ChangeGuard: Validating Code Changes via Pairwise Learning-Guided Execution
Lars Gröninger, Beatriz Souza, Michael Pradel
TL;DR
ChangeGuard tackles the problem of automatically validating whether code changes preserve runtime behavior, a difficult task when changes occur deep inside large projects. It introduces pairwise learning-guided execution, which runs the old and new function versions side-by-side, merging them into a comparison program and injecting diverse, project-specific values to explore execution paths. The approach significantly improves robustness and coverage over prior learning-guided execution, achieving precision 77.1% and recall 69.5% on manually annotated changes, and substantially increasing code-path coverage (median ~92%) while solving many semantics-changing cases that regression tests miss. Evaluations on manually annotated commits and automated refactorings (including GPT-generated changes) demonstrate that ChangeGuard can effectively detect semantics changes that others miss, enabling earlier detection of unintended behavior changes and providing a practical validation step for automated code transformations.
Abstract
Code changes are an integral part of the software development process. Many code changes are meant to improve the code without changing its functional behavior, e.g., refactorings and performance improvements. Unfortunately, validating whether a code change preserves the behavior is non-trivial, particularly when the code change is performed deep inside a complex project. This paper presents ChangeGuard, an approach that uses learning-guided execution to compare the runtime behavior of a modified function. The approach is enabled by the novel concept of pairwise learning-guided execution and by a set of techniques that improve the robustness and coverage of the state-of-the-art learning-guided execution technique.
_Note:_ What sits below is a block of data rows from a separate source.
PR #942, opened 2023-11-02
unnecessary print statement removed

morbult:
This print statement seems unnecessary. It originates from 4e2b2d27af1ed1312fdb4276bf4a80a9fa8e546e but I cant't see the purpose. Could it just be removed?

For me it started to appear just now that I changed my Python environment. Everytime I run Signal.plot I get an error printed (no actual error, just the traceback printed) because the call to gui.plot 4 lines above the print raises an Exception since importing PySide6 fails in my environment. But Signal.plot produces a plot, so no need to show an error I guess.

### DIFF
--- a/src/asammdf/signal.py
+++ b/src/asammdf/signal.py
@@ -5,7 +5,6 @@ from __future__ import annotations
 from collections.abc import Iterator
 import logging
 from textwrap import fill
-from traceback import format_exc
 from typing import Any
 
 import numpy as np
--- a/src/asammdf/signal.py
+++ b/src/asammdf/signal.py
@@ -224,7 +224,6 @@ class Signal:
             return
 
         except:
-            print(format_exc())
             try:
                 import matplotlib.pyplot as plt
                 from matplotlib.widgets import Slider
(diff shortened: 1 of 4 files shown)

Our evaluation applies ChangeGuard to a dataset of 224 manually annotated code changes from popular Python open-source projects and to three datasets of code changes obtained by applying automated code transformations. Our results show that the approach identifies semantics-changing code changes with a precision of 77.1% and a recall of 69.5%, and that it detects unexpected behavioral changes introduced by automatic code refactoring tools. In contrast, the existing regression tests of the analyzed projects miss the vast majority of semantics-changing code changes, with a recall of only 7.6%. We envision our approach being useful for detecting unintended behavioral changes early in the development process and for improving the quality of automated code transformations.